In a letter to Senate leadership in February, the NRA warned against the confirmation, saying, "Dr. Murthy's record of political activism in support of radical gun control measures raises significant concerns."

Murthy is a physician and public health expert at Harvard Medical School and Brigham and Women’s Hospital. He is the co-founder and president of Doctors for America a group of about 16,000 physicians and medical students that advocates for access to affordable, high quality health care and has been a strong supporter of the Affordable Care Act

Murthy became a target of the NRA after he wrote a letter to congressional leaders in his role as president of Doctors for America. “As health care professionals who are confronted with the human cost of gun violence every day, we are unwavering in our belief that strong measures to reduce gun violence must be taken immediately. We strongly urge Congress and the Obama administration to put legislation in place now and develop a comprehensive plan to reduce gun-related injuries and deaths,” Murthy wrote.

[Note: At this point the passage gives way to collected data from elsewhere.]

PR #3170, opened 2025-08-06
Set skiko.library.path jvm arg at launch

jrlogsdon:
Currently, this gets set in JewelComposePanelWrapper at runtime. This has the potential for causing issues if the UI uses `ComposePanel` without wrapping it in a  `JewelComposePanelWrapper` before the JVM property gets set - causing failures when initiliaizing skiko. While this is not fully supported it shouldn't break the IDE.

This became an issue in 2025.2, when the skiko OS level binaries began being shipped separately for each OS platform outside of the module inside the lib/skiko-awt-runtime-all directory instead of being bundled in the intellij.libraries.skiko.jar in commit 74527c8.

Change-Id: I44e7ed265181254070e7bf645de4d68b7b42654c

### DIFF
--- a/platform/build-scripts/src/org/jetbrains/intellij/build/impl/BuildContextImpl.kt
+++ b/platform/build-scripts/src/org/jetbrains/intellij/build/impl/BuildContextImpl.kt
@@ -373,6 +373,7 @@ class BuildContextImpl internal constructor(
     jvmArgs += "-Djna.noclasspath=true"
     jvmArgs += "-Dpty4j.preferred.native.folder=${macroName}/lib/pty4j".let { if (isScript) '"' + it + '"' else it }
     jvmArgs += "-Dio.netty.allocator.type=pooled"
+    jvmArgs += "-Dskiko.library.path=${macroName}/lib/skiko-awt-runtime-all"
 
     if (useModularLoader || generateRuntimeModuleRepository) {
       jvmArgs += "-Dintellij.platform.runtime.repository.path=${macroName}/${MODULE_DESCRIPTORS_COMPACT_PATH}".let { if (isScript) '"' + it + '"' else it }


jakub-senohrabek:
I have already done this in the past and it 1) breaks support for multiple jewel/skiko versions 2) breaks other stuff that uses different skiko versions. We can extract the logic that sets the natives path, but we cannot do it globally for whole ide.

jrlogsdon:
Wouldn't these issues still occur after the first `JewelComposePanel` is used and this system property is set (it's just a matter of the sequencing) since it isn't resetting this system property?

rock3r:
Maybe this should not be a system property, but initialised per-classloader? This way different plugins can still use their own Skiko build, as they have separate classloaders. But I understand this would be a CMP change.

> if the UI uses ComposePanel without wrapping it in a JewelComposePanelWrapper

@jrlogsdon that's a classic case of "holding it wrong" tho, you're never supposed to use a raw ComposePanel in Jewel/IJ

jrlogsdon:
Could I get some more context here -  was the main reason to go away from bundling the binaries inside jars the size consideration or was there a deeper issue? (I noticed the original message mentioned `pre-signing` but I hadn't noticed any issue related to this in `2025.1`).

From what I could tell, there isn't existing build infra to bundle native libs inside jars per OS but perhaps we could add this functionality and it could be useful for other cases e.g. sql lite if the main concern was size.

> per-classloader
I have to think about this more for feasibility, but it sounds safer than system properties.

jrlogsdon:
re: Per-classloader
This is essentially going back to the old implementation (doing a lookup inside the jar). I think this is the safest bet, but we should only bundle the native library in each jar by OS to keep size down (as skiko binaries are quite large).

Once the build infra supports this other jars could use this functionality to reduce their size e.g. debugger-memory-agent.jar and sqlite.jar if wanted as well.

jrlogsdon:
For now, we migrated existing usages of `ComposePanel` and will match IntelliJ behavior but I still have concerns as outlined here.

I've filed https://youtrack.jetbrains.com/issue/IDEA-377632/Support-bundling-native-libraries-inside-module-jars-per-OS as a feature request for a long term fix.

gharrma:
We still run into the original issue, sometimes in places where it doesn't make sense to wrap with `JewelComposePanel`. For example, an early call to `toComposeImageBitmap()` will trigger the same problem:
```
java.lang.NullPointerException: 
  java.base/java.util.Objects.requireNonNull
  java.base/java.nio.file.Files.copy
  org.jetbrains.skiko.Library.unpackIfNeeded
  org.jetbrains.skiko.Library.findAndLoad
  org.jetbrains.skiko.Library.load
  org.jetbrains.skia.impl.Library$Companion.staticLoad
  org.jetbrains.skia.Bitmap.<clinit>
  androidx.compose.ui.graphics.DesktopImageConverters_desktopKt.toComposeImageBitmap
  ...
```

To fix this in Android Studio, we are resorting to setting this system property early on during app startup.

---

> I have already done this in the past and it 1) breaks support for multiple jewel/skiko versions 2) breaks other stuff that uses different skiko versions. We can extract the logic that sets the natives path, but we cannot do it globally for whole ide.

@jakub-senohrabek Given that `JewelComposePanel` already sets `skiko.library.path` globally for the whole ide currently, is it fair to say that this pull request does not make the situation worse?

jakub-senohrabek:
Seems like the only other usage that doesn't use libraries/skiko is android-adt-ui, we can merge this, but I recommend testing if the android plugin still works.

PR #3171, opened 2025-08-07
[JEWEL-741] Use TextMate as Fallback for Languages Without Parsers

DanielSouzaBertoldi:
## DRAFT PR!

I opted to open this PR as draft so we can discuss the best approach for this problem before I continue implementing it, since there are quite a few options.

First of all, you can ignore most of the changed code for now (tons of breaking changes and dubious code currently 😎) Focus on `LexerBasedCodeHighlighter`. I'll start explaining the problem, then the path I'm more inclined to take, then I'll talk briefly about other options. Bear with me here, please.

## Problem

Our syntax highlighting code for Markdown code blocks currently only highlights code that the IDE has a plugin that support it. So, if you open PyCharm for instance, it'll render python code blocks but not Kotlin. The idea here is to fallback to using [TextMate](https://www.jetbrains.com/help/idea/textmate.html) to highlight code in such cases.

## Current solution

We have a `MimeType` class that maps to a given programming language declared in the `Known` companion object:

```kt
public val KOTLIN: MimeType = MimeType("text/kotlin")
public val JAVA: MimeType = MimeType("text/java")
public val XML: MimeType = MimeType("text/xml")
public val SQL: MimeType = MimeType("text/x-sql")
```

### DIFF
--- a/platform/jewel/foundation/src/main/kotlin/org/jetbrains/jewel/foundation/code/MimeType.kt
+++ b/platform/jewel/foundation/src/main/kotlin/org/jetbrains/jewel/foundation/code/MimeType.kt
@@ -4,17 +4,22 @@ import org.jetbrains.jewel.foundation.code.MimeType.Known.AGSL
 import org.jetbrains.jewel.foundation.code.MimeType.Known.AIDL
 import org.jetbrains.jewel.foundation.code.MimeType.Known.C
 import org.jetbrains.jewel.foundation.code.MimeType.Known.CPP
+import org.jetbrains.jewel.foundation.code.MimeType.Known.CSS
 import org.jetbrains.jewel.foundation.code.MimeType.Known.DART
 import org.jetbrains.jewel.foundation.code.MimeType.Known.DIFF
 import org.jetbrains.jewel.foundation.code.MimeType.Known.GO
 import org.jetbrains.jewel.foundation.code.MimeType.Known.GRADLE
 import org.jetbrains.jewel.foundation.code.MimeType.Known.GRADLE_KTS
 import org.jetbrains.jewel.foundation.code.MimeType.Known.GROOVY
+import org.jetbrains.jewel.foundation.code.MimeType.Known.HTML
 import org.jetbrains.jewel.foundation.code.MimeType.Known.JAVA
 import org.jetbrains.jewel.foundation.code.MimeType.Known.JAVASCRIPT
 import org.jetbrains.jewel.foundation.code.MimeType.Known.JSON
+import org.jetbrains.jewel.foundation.code.MimeType.Known.JSON5
+import org.jetbrains.jewel.foundation.code.MimeType.Known.JSON_LINES
 import org.jetbrains.jewel.foundation.code.MimeType.Known.KOTLIN
 import org.jetbrains.jewel.foundation.code.MimeType.Known.MANIFEST
+import org.jetbrains.jewel.foundation.code.MimeType.Known.OBJECTIVE_C
 import org.jetbrains.jewel.foundation.code.MimeType.Known.PATCH
 import org.jetbrains.jewel.foundation.code.MimeType.Known.PROGUARD
 import org.jetbrains.jewel.foundation.code.MimeType.Known.PROPERTIES
@@ -22,6 +27,7 @@ import org.jetbrains.jewel.foundation.code.MimeType.Known.PROTO
 import org.jetbrains.jewel.foundation.code.MimeType.Known.PYTHON
 import org.jetbrains.jewel.foundation.code.MimeType.Known.REGEX
 import org.jetbrains.jewel.foundation.code.MimeType.Known.RESOURCE
+import org.jetbrains.jewel.foundation.code.MimeType.Known.RUBY
 import org.jetbrains.jewel.foundation.code.MimeType.Known.RUST
 import org.jetbrains.jewel.foundation.code.MimeType.Known.SHELL
 import org.jetbrains.jewel.foundation.code.MimeType.Known.SQL
@@ -31,8 +37,46 @@ import org.jetbrains.jewel.foundation.code.MimeType.Known.TOML
 import org.jetbrains.jewel.foundation.code.MimeType.Known.TYPESCRIPT
 import org.jetbrains.jewel.foundation.code.MimeType.Known.UNKNOWN
 import org.jetbrains.jewel.foundation.code.MimeType.Known.VERSION_CATALOG
+import org.jetbrains.jewel.foundation.code.MimeType.Known.XHTML
 import org.jetbrains.jewel.foundation.code.MimeType.Known.XML
 import org.jetbrains.jewel.foundation.code.MimeType.Known.YAML
+
+private val ALREADY_NORMALIZED_BUILTIN_TYPES =
+    listOf(
+        AGSL,
+        AIDL,
+        C,
+        CPP,
+        DART,
+        DIFF,
+        GO,
+        GRADLE,
+        GRADLE_KTS,
+        GROOVY,
+        JAVA,
+        JAVASCRIPT,
+        JSON,
+        KOTLIN,
+        MANIFEST,
+        PATCH,
+        PROGUARD,
+        PROPERTIES,
+        PROTO,
+        PYTHON,
+        REGEX,
+        RESOURCE,
+        RUST,
+        SHELL,
+        SQL,
+        SVG,
+        TEXT,
+        TOML,
+        TYPESCRIPT,
+        UNKNOWN,
+        VERSION_CATALOG,
+        XML,
+        YAML,
+    )
 
 /**
  * Represents the language and dialect of a source snippet, as an RFC 2046 mime type.
@@ -56,7 +100,7 @@ import org.jetbrains.jewel.foundation.code.MimeType.Known.YAML
 @JvmInline
 public value class MimeType(private val mimeType: String) {
     public fun displayName(): String =
-        when (normalizeString()) {
+        when (getBaseMimeType()) {
             KOTLIN.mimeType -> if (isGradle()) "Gradle DSL" else "Kotlin"
             JAVA.mimeType -> "Java"
             XML.mimeType -> {
@@ -67,12 +111,14 @@ public value class MimeType(private val mimeType: String) {
                         val folderType = getAttribute(ATTR_FOLDER_TYPE)
                         folderType?.capitalizeAsciiOnly() ?: "XML"
                     }
-
                     else -> "XML"
                 }
             }
-
+            HTML.mimeType -> "HTML"
+            XHTML.mimeType -> "XHTML"
             JSON.mimeType -> "JSON"
+            JSON5.mimeType -> "JSON5"
+            JSON_LINES.mimeType -> "JSON Lines"
             TEXT.mimeType -> "Text"
             REGEX.mimeType -> "Regular Expression"
             GROOVY.mimeType -> if (isGradle()) "Gradle" else "Groovy"
@@ -96,92 +142,98 @@ public value class MimeType(private val mimeType: String) {
             else -> mimeType
         }
 
+    public fun toFileExtensionIfKnown(): String? =
+        when (mimeType) {
+            AGSL.mimeType -> "agsl"
+            AIDL.mimeType -> "aidl"
+            C.mimeType -> "c"
+            CPP.mimeType -> "cpp"
+            CSS.mimeType -> "css"
+            DART.mimeType -> "dart"
+            GO.mimeType -> "go"
+            GRADLE.mimeType -> "gradle"
+            GRADLE_KTS.mimeType -> "kts"
+            GROOVY.mimeType -> "groovy"
+            JAVA.mimeType -> "java"
+            JAVASCRIPT.mimeType -> "js"
+            JSON.mimeType -> "json"
+            JSON5.mimeType -> "json5"
+            JSON_LINES.mimeType -> "jsonl"
+            KOTLIN.mimeType -> "kt"
+            MANIFEST.mimeType -> "xml" // Manifest files
+            PROGUARD.mimeType -> "pro"
+            PROPERTIES.mimeType -> "properties"
+            PROTO.mimeType -> "proto"
+            PYTHON.mimeType -> "py"
+            REGEX.mimeType -> "regex"
+            RESOURCE.mimeType -> "xml" // Resource files
+            RUST.mimeType -> "rs"
+            SHELL.mimeType -> "sh"
+            SQL.mimeType -> "sql"
+            SVG.mimeType -> "svg"
+            TEXT.mimeType -> "txt"
+            TOML.mimeType -> "toml"
+            TYPESCRIPT.mimeType -> "ts"
+            VERSION_CATALOG.mimeType -> "toml"
+            XML.mimeType -> "xml"
+            YAML.mimeType -> "yaml"
+            RUBY.mimeType -> "rb"
+            OBJECTIVE_C.mimeType -> "m"
+            "text/x-erlang" -> "erl"
+            else -> null
+        }
+
+    private fun getBaseMimeType(): String {
+        val baseMimeType = base().toString()
+        // Built-ins are already normalized, don't do string and sorting work
+        if (this in ALREADY_NORMALIZED_BUILTIN_TYPES) return baseMimeType
+
+        return when (baseMimeType) {
+            "text/x-java-source",
+            "application/x-java",
+            "text/x-java" -> JAVA.mimeType
+
+            "application/kotlin-source",
+            "text/x-kotlin",
+            "text/x-kotlin-source" -> KOTLIN.mimeType
+
+            "application/xml" -> XML.mimeType
+            "application/json",
+            "application/vnd.api+json",
+            "application/hal+json",
+            "application/ld+json" -> JSON.mimeType
+
+            "image/svg+xml" -> XML.mimeType
+            "text/x-python",
+            "application/x-python-script" -> PYTHON.mimeType
+
+            "text/dart",
+            "text/x-dart",
+            "application/dart",
+            "application/x-dart" -> DART.mimeType
+
+            "application/javascript",
+            "application/x-javascript",
+            "text/ecmascript",
+            "application/ecmascript",
+            "application/x-ecmascript" -> JAVASCRIPT.mimeType
+
+            "application/typescript" + "application/x-typescript" -> TYPESCRIPT.mimeType
+            "text/x-rust",
+            "application/x-rust" -> RUST.mimeType
+
+            "text/x-sksl" -> AGSL.mimeType
+            "application/yaml",
+            "text/x-yaml",
+            "application/x-yaml" -> YAML.mimeType
+            "application/x-patch" -> PATCH.mimeType
+
+            else -> baseMimeType
+        }
+    }
+
     private fun normalizeString(): String {
-        when (this) {
-            // Built-ins are already normalized, don't do string and sorting work
-            AGSL,
-            AIDL,
-            C,
-            CPP,
-            DART,
-            DIFF,
-            GO,
-            GRADLE,
-            GRADLE_KTS,
-            GROOVY,
-            JAVA,
-            JAVASCRIPT,
-            JSON,
-            KOTLIN,
-            MANIFEST,
-            PATCH,
-            PROGUARD,
-            PROPERTIES,
-            PROTO,
-            PYTHON,
-            REGEX,
-            RESOURCE,
-            RUST,
-            SHELL,
-            SQL,
-            SVG,
-            TEXT,
-            TOML,
-            TYPESCRIPT,
-            UNKNOWN,
-            VERSION_CATALOG,
-            XML,
-            YAML -> return this.mimeType
-        }
-
-        val baseEnd = mimeType.indexOf(';')
-        val normalizedBase =
-            when (val base = if (baseEnd == -1) mimeType else mimeType.substring(0, baseEnd)) {
-                "text/x-java-source",
-                "application/x-java",
-                "text/x-java" -> JAVA.mimeType
-
-                "application/kotlin-source",
-                "text/x-kotlin",
-                "text/x-kotlin-source" -> KOTLIN.mimeType
-
-                "application/xml" -> XML.mimeType
-                "application/json",
-                "application/vnd.api+json",
-                "application/hal+json",
-                "application/ld+json" -> JSON.mimeType
-
-                "image/svg+xml" -> XML.mimeType
-                "text/x-python",
-                "application/x-python-script" -> PYTHON.mimeType
-
-                "text/dart",
-                "text/x-dart",
-                "application/dart",
-                "application/x-dart" -> DART.mimeType
-
-                "application/javascript",
-                "application/x-javascript",
-                "text/ecmascript",
-                "application/ecmascript",
-                "application/x-ecmascript" -> JAVASCRIPT.mimeType
-
-                "application/typescript" + "application/x-typescript" -> TYPESCRIPT.mimeType
-                "text/x-rust",
-                "application/x-rust" -> RUST.mimeType
-
-                "text/x-sksl" -> AGSL.mimeType
-                "application/yaml",
-                "text/x-yaml",
-                "application/x-yaml" -> YAML.mimeType
-                "application/x-patch" -> PATCH.mimeType
-
-                else -> base
-            }
-
-        if (baseEnd == -1) {
-            return normalizedBase
-        }
+        val normalizedBase = getBaseMimeType()
 
         val attributes =
             mimeType
@@ -297,7 +349,12 @@ public value class MimeType(private val mimeType: String) {
         public val XML: MimeType = MimeType("text/xml")
         public val PROPERTIES: MimeType = MimeType("text/properties")
         public val TOML: MimeType = MimeType("text/toml")
+        public val HTML: MimeType = MimeType("text/html")
+        public val XHTML: MimeType = MimeType("application/xhtml+xml")
+        public val CSS: MimeType = MimeType("text/css")
         public val JSON: MimeType = MimeType("text/json")
+        public val JSON5: MimeType = MimeType("text/json5")
+        public val JSON_LINES: MimeType = MimeType("application/x-ndjson")
         public val REGEX: MimeType = MimeType("text/x-regex-source")
         public val GROOVY: MimeType = MimeType("text/groovy")
         public val C: MimeType = MimeType("text/c")
@@ -316,6 +373,9 @@ public value class MimeType(private val mimeType: String) {
         public val SHELL: MimeType = MimeType("application/x-sh")
         public val YAML: MimeType = MimeType("text/yaml")
         public val GO: MimeType = MimeType("text/go")
+        public val RUBY: MimeType = MimeType("text/x-ruby")
+        public val CLOJURE: MimeType = MimeType("text/x-clojure")
+        public val OBJECTIVE_C: MimeType = MimeType("text/x-objectivec")
 
         /** Note that most resource files will also have a folder type, so don't use equality on this mime type */
         public val RESOURCE: MimeType = MimeType("$XML; $ATTR_ROLE=resource")
@@ -326,21 +386,27 @@ public value class MimeType(private val mimeType: String) {
         public val DIFF: MimeType = MimeType("text/x-diff")
         public val PATCH: MimeType = MimeType("text/x-patch")
 
-        /** Maps from a markdown language [name] back to a mime type. */
+        /** Maps from a Markdown language [name] back to a mime type. */
         public fun fromMarkdownLanguageName(name: String): MimeType? =
             when (name) {
                 "kotlin",
                 "kt",
                 "kts" -> KOTLIN
-
+                "clj",
+                "cljs",
+                "cljr",
+                "cljc",
+                "cljd" -> CLOJURE
                 "java" -> JAVA
-                "xml" -> XML
-                "json",
-                "json5" -> JSON
-
+                "html" -> HTML
+                "xhtml" -> XHTML
+                "css" -> CSS
+                "json" -> JSON
+                "json5" -> JSON5
+                "json lines",
+                "jsonl" -> JSON_LINES
                 "regex",
                 "regexp" -> REGEX
-
                 "groovy" -> GROOVY
                 "toml" -> TOML
                 "c" -> C
@@ -354,28 +420,23 @@ public value class MimeType(private val mimeType: String) {
                 "python3",
                 "py",
                 "python" -> PYTHON
-
                 "dart" -> DART
                 "rust" -> RUST
                 "js",
                 "javascript" -> JAVASCRIPT
-
+                "ts",
                 "typescript" -> TYPESCRIPT
                 "sksl" -> AGSL
                 "sh",
                 "bash",
                 "zsh",
                 "shell" -> SHELL
-
                 "yaml",
                 "yml" -> YAML
-
                 "go",
-                "golang" -> YAML
-
+                "golang" -> GO
                 "diff" -> DIFF
                 "patch" -> PATCH
-
                 else -> null
             }
     }
--- a/platform/jewel/foundation/src/main/kotlin/org/jetbrains/jewel/foundation/code/highlighting/CodeHighlighter.kt
+++ b/platform/jewel/foundation/src/main/kotlin/org/jetbrains/jewel/foundation/code/highlighting/CodeHighlighter.kt
@@ -6,7 +6,6 @@ import androidx.compose.ui.text.AnnotatedString
 import kotlinx.coroutines.flow.Flow
 import org.jetbrains.annotations.ApiStatus
 import org.jetbrains.jewel.foundation.ExperimentalJewelApi
-import org.jetbrains.jewel.foundation.code.MimeType
 
 @ApiStatus.Experimental
 @ExperimentalJewelApi
@@ -26,7 +25,7 @@ public interface CodeHighlighter {
      *
      * @see [NoOpCodeHighlighter]
      */
-    public fun highlight(code: String, mimeType: MimeType?): Flow<AnnotatedString>
+    public fun highlight(code: String, langName: String?): Flow<AnnotatedString>
 }
 
 public val LocalCodeHighlighter: ProvidableCompositionLocal<CodeHighlighter> = staticCompositionLocalOf {
--- a/platform/jewel/ide-laf-bridge/src/main/kotlin/org/jetbrains/jewel/bridge/code/highlighting/LexerBasedCodeHighlighter.kt
+++ b/platform/jewel/ide-laf-bridge/src/main/kotlin/org/jetbrains/jewel/bridge/code/highlighting/LexerBasedCodeHighlighter.kt
@@ -9,6 +9,7 @@ import androidx.compose.ui.text.style.TextDecoration
 import androidx.compose.ui.text.withStyle
 import com.intellij.lang.Language
 import com.intellij.lang.LanguageUtil
+import com.intellij.lexer.EmptyLexer
 import com.intellij.openapi.editor.colors.EditorColorsManager
 import com.intellij.openapi.editor.colors.EditorColorsScheme
 import com.intellij.openapi.editor.markup.EffectType
@@ -29,19 +30,45 @@ import org.jetbrains.jewel.bridge.toComposeColorOrUnspecified
 import org.jetbrains.jewel.foundation.code.MimeType
 import org.jetbrains.jewel.foundation.code.highlighting.CodeHighlighter
 
+private val langAliases =
+    mapOf(
+        "js" to "javascript",
+        "py" to "python",
+        "kt" to "kotlin",
+        "kts" to "kotlin",
+        "yml" to "yaml",
+        "sh" to "shell",
+        "bash" to "shell",
+        "zsh" to "shell",
+        // ... other languages
+    )
+
 internal class LexerBasedCodeHighlighter(
     private val project: Project,
     private val reHighlightingRequests: Flow<Unit>,
     private val highlightDispatcher: CoroutineDispatcher = Dispatchers.Default,
 ) : CodeHighlighter {
-    override fun highlight(code: String, mimeType: MimeType?): Flow<AnnotatedString> {
-        val language = mimeType?.toLanguageOrNull() ?: return flowOf(AnnotatedString(code))
-        val fileExtension = language.associatedFileType?.defaultExtension ?: return flowOf(AnnotatedString(code))
+    override fun highlight(code: String, langName: String?): Flow<AnnotatedString> {
+        langName ?: return flowOf(AnnotatedString(code))
+
+        val canonicalName = langAliases[langName.lowercase()] ?: langName.lowercase()
+        val nativeLanguage = LanguageUtil.findRegisteredLanguage(canonicalName)
+
+        val (language, fileExtension) =
+            if (nativeLanguage != null) {
+                val extension = nativeLanguage.associatedFileType?.defaultExtension ?: canonicalName
+                nativeLanguage to extension
+            } else {
+                val textmateLanguage = Language.findLanguageByID("textmate") ?: return flowOf(AnnotatedString(code))
+                textmateLanguage to langName
+            }
+
         val virtualFile = LightVirtualFile("markdown_code_block_${code.hashCode()}.$fileExtension", language, code)
         val colorScheme = EditorColorsManager.getInstance().globalScheme
         val highlighter =
-            SyntaxHighlighterFactory.getSyntaxHighlighter(language, project, virtualFile)
-                ?: return flowOf(AnnotatedString(code))
+            SyntaxHighlighterFactory.getSyntaxHighlighter(language, project, virtualFile)?.takeIf {
+                it.highlightingLexer !is EmptyLexer
+            } ?: return flowOf(AnnotatedString(code))
 
         return flow {
             highlightAndEmit(highlighter, code, colorScheme)
@@ -76,7 +103,11 @@ internal class LexerBasedCodeHighlighter(
         }
     }
 
-    private fun MimeType.toLanguageOrNull(): Language? = LanguageUtil.findRegisteredLanguage(displayName().lowercase())
+    private fun MimeType.toLanguageOrNull(): Language? =
+        when (this) {
+            MimeType.Known.REGEX -> LanguageUtil.findRegisteredLanguage("RegExp")
+            else -> LanguageUtil.findRegisteredLanguage(displayName().lowercase())
+        }
 
     private fun AnnotatedString.Builder.withTextAttributes(
         textAttributes: TextAttributes?,
@@ -101,4 +132,29 @@ internal class LexerBasedCodeHighlighter(
                     else -> null
                 },
         )
+
+    private fun getHighlightingParams(code: String, mimeType: MimeType): HighlightingParams? {
+        val existingLanguage = mimeType.toLanguageOrNull()
+        println("mimeType: $mimeType")
+        val language = existingLanguage ?: Language.findLanguageByID("textmate") ?: return null
+
+        val fileExtension =
+            if (existingLanguage == null) {
+                mimeType.toFileExtensionIfKnown() ?: mimeType.toString().removePrefix("text/x-")
+            } else {
+                language.associatedFileType?.defaultExtension
+            } ?: return null
+
+        val virtualFile = LightVirtualFile("markdown_code_block_${code.hashCode()}.$fileExtension", language, code)
+        val colorScheme = EditorColorsManager.getInstance().globalScheme
+
+        val highlighter =
+            SyntaxHighlighterFactory.getSyntaxHighlighter(language, project, virtualFile)?.takeIf {
+                it.highlightingLexer !is EmptyLexer
+            } ?: return null
+
+        return HighlightingParams(highlighter, colorScheme)
+    }
+
+    private data class HighlightingParams(val highlighter: SyntaxHighlighter, val colorScheme: EditorColorsScheme)
 }
--- a/platform/jewel/markdown/core/src/main/kotlin/org/jetbrains/jewel/markdown/MarkdownBlock.kt
+++ b/platform/jewel/markdown/core/src/main/kotlin/org/jetbrains/jewel/markdown/MarkdownBlock.kt
@@ -3,7 +3,6 @@ package org.jetbrains.jewel.markdown
 import org.jetbrains.annotations.ApiStatus
 import org.jetbrains.jewel.foundation.ExperimentalJewelApi
 import org.jetbrains.jewel.foundation.GenerateDataFunctions
-import org.jetbrains.jewel.foundation.code.MimeType
 
 @ApiStatus.Experimental
 @ExperimentalJewelApi
@@ -54,7 +53,7 @@ public sealed interface MarkdownBlock {
         @ApiStatus.Experimental
         @ExperimentalJewelApi
         @GenerateDataFunctions
-        public class FencedCodeBlock(override val content: String, public val mimeType: MimeType?) : CodeBlock {
+        public class FencedCodeBlock(override val content: String, public val info: String?) : CodeBlock {
             override fun equals(other: Any?): Boolean {
                 if (this === other) return true
                 if (javaClass != other?.javaClass) return false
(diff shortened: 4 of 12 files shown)


platform/jewel/foundation/src/main/kotlin/org/jetbrains/jewel/foundation/code/MimeType.kt
```diff
@@ -96,128 +133,55 @@ public value class MimeType(private val mimeType: String) {
             else -> mimeType
         }
 
-    private fun normalizeString(): String {
```
DanielSouzaBertoldi, line 99: Deleted unused code + isRelevantAttribute()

He pointed out in the letter that 100,000 people are killed or injured by guns in America every year. It is a statement of fact that gun violence is a public health concern. According to a report by the Center for American Progress, gun deaths will surpass car accident deaths among young people next year.

Murthy’s view is not controversial within the public health community. The American Medical Association officially opposes any laws that would block doctors from having open conversations about firearm safety in the home and the Academy of Pediatrics has recommended specific gun violence prevention measures to Congress.

Murthy’s position is not unprecedented. Past surgeons general, including C. Everett Koop, appointed by President Ronald Reagan, spoke out on the public health threats presented by guns. In 1992 Koop co-authored a paper, “Time to Bite the Bullet Back.”

Koop indicated that his views on gun violence were informed by his 1985 Workshop on Violence and Public Health.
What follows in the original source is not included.